### RECORDS TO USE
PR #151, opened 2024-01-09
[to_han_develop] Feat improve viz

hanhou:
- [x] added two buttons in the GUI to show interactive diagrams in the browser.
image
- [x] added a button showing the interactive plotly chart for all training history.
image


hanhou:
although a better way for the second point may be just linking the GUI to a page in the streamlit app.

XX-Yin (approved):

PR #158, opened 2024-01-12
Remove Tower variable from GUI window

### LINKED ISSUE #156: Naming convention changes break "Tower" index logic
Right now, when the settings are loaded, the tower is set by determining the index in the options of the GUI window for current box. The options are outdated now, so the tower index will never be set. 
- One option is to simply add the new boxes to the options in the tower index.
- alternative (my preference), we remove all logic and instances of "tower" since its only used to create folders for data saving.
- When we update the room again to use one box per computer, we can greatly simplify this logic, to just have the current_box setting in the setting files specify the full box "447-1-A"

alexpiet:
  
### Describe changes:
- Previously, the GUI window had a field "Tower", which was auto-populated from the current box to be something like "Red-1". This field was only used to save session data in folders segregated by tower, then animal. 
- The logic for setting the field was broken by recent naming convention changes. 
- I think we should remove the tower field altogether, since the data is already neatly organized by animal, and an animal will never perform a session simultaneously in to two boxes. 
- Remove the Tower field from the GUI.
- Saves the box name into the saved data
- Adds desktop shortcuts for opening the GUI with the console

- resolves #156
- resolves https://github.com/AllenNeuralDynamics/dynamic-foraging-task/issues/163

- The "tower" field will no longer exist in the GUI
- Data will not be saved in folders based on tower. Data will be saved in `C:\behavior_data\<box>\<animal>\<session>\`

- [x] tested in 447


alexpiet:
@XX-Yin This is now ready for review. I have one minor question about the set_metadata_enabled

XX-Yin:
> @XX-Yin This is now ready for review. I have one minor question about the set_metadata_enabled

When we start a session, these metadata fields are not allowed to change during the session.

XX-Yin:
One small problem is that the experimenter is aligned to the right. Should be aligned to the left.
image

src/foraging_gui/Foraging.py
```diff
@@ -815,7 +815,7 @@ def _OpenBehaviorFolder(self):
         except Exception as e:
             logging.error(str(e))
             try:
-                AnimalFolder=os.path.join(self.default_saveFolder, self.Tower.currentText(),self.ID.text())
+                AnimalFolder=os.path.join(self.default_saveFolder, self.ID.text())
```
XX-Yin, line 818: I suggest we keep the original folder structure to contain the box so we can easily identify which box the session came from without opening the json file.

src/foraging_gui/Foraging.py
```diff
@@ -1702,7 +1702,7 @@ def _GetSaveFolder(self,CTrainingFolder=1,CHarpFolder=1,CVideoFolder=1,CPhotomet
         '''The new data storage structure. Each session forms an independent folder. Training data, Harp register events, video data, photometry data and ephys data are in different subfolders'''
         current_time = datetime.now()
         formatted_datetime = current_time.strftime("%Y-%m-%d_%H-%M-%S")
-        self.SessionFolder=os.path.join(self.default_saveFolder, self.Tower.currentText(),self.ID.text(), f'{self.ID.text()}_{formatted_datetime}')
+        self.SessionFolder=os.path.join(self.default_saveFolder, self.ID.text(), f'{self.ID.text()}_{formatted_datetime}')
```
XX-Yin, line 1705: I suggest we keep the original folder structure to contain the box so we can easily identify which box the session came from without opening the json file.

src/foraging_gui/Foraging.py
```diff
@@ -1741,19 +1741,19 @@ def _GetSaveFolder(self,CTrainingFolder=1,CHarpFolder=1,CVideoFolder=1,CPhotomet
 
     def _GetSaveFileName(self):
         '''Get the name of the save file. This is an old data structure and has been deprecated.'''
-        SaveFileMat = os.path.join(self.default_saveFolder, self.Tower.currentText(),self.ID.text(), f'{self.ID.text()}_{date.today()}.mat')
-        SaveFileJson= os.path.join(self.default_saveFolder, self.Tower.currentText(),self.ID.text(), f'{self.ID.text()}_{date.today()}.json')
-        SaveFileParJson= os.path.join(self.default_saveFolder, self.Tower.currentText(),self.ID.text(), f'{self.ID.text()}_{date.today()}_par.json')
+        SaveFileMat = os.path.join(self.default_saveFolder, self.ID.text(), f'{self.ID.text()}_{date.today()}.mat')
```
XX-Yin, line 1744: I suggest we keep the original folder structure to contain the box so we can easily identify which box the session came from without opening the json file.

alexpiet:
> One small problem is that the experimenter is aligned to the right. Should be aligned to the left. image

Good catch. The problem was actually that the window was too small for the default text. I made the window slightly bigger.

XX-Yin (commented):
One issue is that the box is not stored in the json file.

src/foraging_gui/Foraging.py
alexpiet: Yeah ok. I will add the current box as the folder.

alexpiet:
> One issue is that the box is not stored in the json file.

What do you mean? What json file?

XX-Yin:
> > One issue is that the box is not stored in the json file.
> 
> What do you mean? What json file?

What I mean is that when we click the "Save" button in the GUI, the name of the box should also be saved to the json file where we store the data. It is located inside the `TrainingFolder`. We can add a line in the `_Save` function of the `Foraging.py`

alexpiet:
> > > One issue is that the box is not stored in the json file.
> > 
> > 
> > What do you mean? What json file?
> 
> What I mean is that when we click the "Save" button in the GUI, the name of the box should also be saved to the json file where we store the data. It is located inside the `TrainingFolder`. We can add a line in the `_Save` function of the `Foraging.py`

Ok, that seems like something we should fix. Is that something that is particularly a concern because of this update? I guess because previously the data was organized by folders for each tower? Is the Tower saved in the json?

Should I add the folder for each box AND add the box to the json? Seems like both are valuable.

XX-Yin:
> > > > One issue is that the box is not stored in the json file.
> > > 
> > > 
> > > What do you mean? What json file?
> > 
> > 
> > What I mean is that when we click the "Save" button in the GUI, the name of the box should also be saved to the json file where we store the data. It is located inside the `TrainingFolder`. We can add a line in the `_Save` function of the `Foraging.py`
> 
> Ok, that seems like something we should fix. Is that something that is particularly a concern because of this update? I guess because previously the data was organized by folders for each tower? Is the Tower saved in the json?
> 
> Should I add the folder for each box AND add the box to the json? Seems like both are valuable.

I don't see other concerns except box name was not saved to the json file. The Tower was previously saved in the json file as the Tower field was in the GUI. 

Yes, I think both are valuable.

alexpiet:
@XX-Yin I've implemented all your suggestions

XX-Yin (approved):
Looks great!

PR #165, opened 2024-01-16
Updating Reconnect Bonsai

### LINKED ISSUE #111: check bonsai connection only establishes a connection, it does not check a previously established connection
Should have a buttons in the GUI for:
  - Check Bonsai connection. Which checks if there is a connection, and if not, connects
  - Reconnect Bonsai, which attempts to reconnect with existing bonsai. 

- Can we log the bonsai process ID, and force close it?

alexpiet:
  
### Describe changes:
- Previously "reconnect bonsai" closed the OSC connection, but would not start a bonsai instance if one was not open
- Now, "reconnect bonsai" closes the OSC connection, and when it reconnects will open a new bonsai instance if one is not running. 
- Removes the redundant function "_CheckBonsaiConnection". This function called `_ConnectBonsai`, but only if `self.InitializeBonsaiSuccessfully==0`, which is the same condition `_ConnectBonsai` uses before doing anything. I have replaced all calls to `_CheckBonsaiConnection` with `_ConnectBonsai`
- [x] 3x typos in Foraging.py. Should be `_ConnectBonsai`, not `ConnectBonsai`
- [x] Replace calls to `_CheckBonsaiConnection` in Dialogs.py

- resolves #111 

- Now if Bonsai crashes/closes, you can click on "Control", then "Reconnect Bonsai" and Bonsai will reopen
- Note that if bonsai crashes while the task is running the GUI will crash, this only helps when the task is not running. 

- [x] tested

### DIFF
--- a/src/foraging_gui/Dialogs.py
+++ b/src/foraging_gui/Dialogs.py
@@ -485,7 +485,7 @@ class WaterCalibrationDialog(QDialog):
 
     def _StartCalibratingLeft(self):
         '''start the calibration loop of left valve'''
-        self.MainWindow._CheckBonsaiConnection()
+        self.MainWindow._ConnectBonsai()
         if self.MainWindow.InitializeBonsaiSuccessfully==0:
             return
         if self.StartCalibratingLeft.isChecked():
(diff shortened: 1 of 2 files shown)


XX-Yin (commented):
We also need to replace _CheckBonsaiConnection with ConnectBonsai In the Dialogs.py

alexpiet:
> We also need to replace _CheckBonsaiConnection with ConnectBonsai In the Dialogs.py

Fixed!

XX-Yin (approved):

### PROBLEM DETAILS
For the string "CVideoFolder", filter the data and copy out each line where it occurs.

### YOUR SOLUTION
@@ -1702,7 +1702,7 @@ def _GetSaveFolder(self,CTrainingFolder=1,CHarpFolder=1,CVideoFolder=1,CPhotomet
@@ -1741,19 +1741,19 @@ def _GetSaveFolder(self,CTrainingFolder=1,CHarpFolder=1,CVideoFolder=1,CPhotomet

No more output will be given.